FBR Capital Markets upgraded Nationstar Mortgage Holdings (NSM) to outperform from market perform based on expectations for continued portfolio and earnings growth.
Shares at Nationstar have traded off over the last few months due to general regulatory concerns and questions about capital requirements.
Most recently the nonbank likely took a hit from the news of Ocwen Financial Corp. (OCN).
At the end of December 2014, Ocwen Financial Executive Chairman William Erbey resigned from the Ocwen family of companies. Ocwen also announced that it would pay $150 million to homeowners under an agreement with the New York Department of Financial Services.
Ocwen admitted in the agreement with the New York regulatory agency that it didn't properly deal with distressed homeowners and failed to maintain adequate systems for servicing hundreds of billions of dollars in mortgages.
“However, we believe that Nationstar is the best positioned of the large specialty servicers to continue purchasing portfolios as it remains in constant communication with its various regulators and has funding support from New Residential (NRZ – Outperform),” said FBR.
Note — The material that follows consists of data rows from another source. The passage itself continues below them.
PR #2383, opened 2026-01-31
fix: use find_if instead of iterator loops with break

wdconinc:
Needs:
- [x] podio-1.3 (https://github.com/AIDASoft/podio/pull/626), in eic-shell as of 2025.09

In a few places, due to historical limitations of podio collections, we were still using iterator-based loops with tests and early break to do things that are more nicely done with `find_if` nowadays. This PR introduces the `find_if` based approach in a few cases, and removes a comment block complaints about all that used to not work...

- [x] Bug fix (issue: tech debt)
- [ ] New feature (issue #__)
- [ ] Documentation update
- [ ] Other: __

No.

No.


simonge (approved):
Looks good. Capybara differences appear to be from other simultaneous PRs.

The nonbank servicer has also targeted 20%-plus annual earnings growth as it decreases costs, de-leverages the business, and is able to grow its business through strategic acquisitions.
As a result, FRR expects the company to outperform its specialty servicing peers in the coming quarters and adjusted its fiscal year 2015 earnings per share estimate to $4.00 from $3.70 and introduced it FY16 EPS estimate of $4.35.
Here are the three key factors that play in FBR’s position:
1. Regulatory concerns
Nationstar is ahead of the game. While we know better than to say never, we think Nationstar's proactive approach to communicating with its various regulators seems to be paying off in the form of continued servicing portfolio acquisitions. This is especially important as large banks still have plenty of legacy and distressed MSRs they are interested in selling, especially to a partner that has the regulators' blessing. We believe that further portfolio acquisitions will be an important component of the company's targeted earnings growth over the next several quarters and model $40 billion of net servicing growth through the end of FY15. Should the company be able to grow its portfolio faster and at reasonable prices, there could potentially be meaningful upside to our estimates.
2. Solutionstar
Solutionstar continues to add to the bottom line. Nationstar's Solutionstar platform remains a key contributor to earnings growth as it increases property sales, builds out HomeSearch.com, and takes on third-party business. Management's most recent guidance points to more than 30% earnings growth for the segment in FY15, with up to 20% of revenues coming from third-party business. We take a more conservative approach to the segment and estimate largely flat revenues in FY15 and roughly 15% growth in FY16. Should the segment perform to management's expectations, we believe earnings could rise over $0.50 per share in FY15.
3. Valuation
As regulatory concerns likely abate and the company is able to acquire further servicing portfolios, we expect Nationstar to trade more off earnings. Our $35 price target represents 8x our FY16 EPS estimate of $4.35, which we think is an appropriate multiple for a specialty finance company in today's environment.
FBR Capital Markets is not the only firm that is upgrading its rating on Nationstar.
Although boutique investment bank Keefe Bruyette & Woods downgraded Nationstar to “underperform” in October 2014 on the pricey valuation amid slowing mortgage servicing rights acquisitions, it upgraded the nonbank servicer to “market perform” on November 2014.
Wells Fargo (WFC) also took a second look in November and upgraded their recommendation from sell, moving it up from “underperform” to “market perform" because they know that despite the challenges, this may be the bottom.
In the long term, Nationstar is still picking up MSRs, and few other institutions could handle — or want to handle — these rights.